PR #1492, opened 2016-10-26
[git] Upgrade to secure url

yunxing:
https://github.com/yarnpkg/yarn/pull/1365/files introduced a fix to enforce secure protocols. This unfortunately broke a lot of packages we have which depend on 'git' protocol (e.g., 'npm show @opam-alpha/core').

● Work to be completed
Using the listing above, report each line that mentions the word "secure".

● Result for this task
[git] Upgrade to secure url
https://github.com/yarnpkg/yarn/pull/1365/files introduced a fix to enforce secure protocols. This unfortunately broke a lot of packages we have which depend on 'git' protocol (e.g., 'npm show @opam-alpha/core').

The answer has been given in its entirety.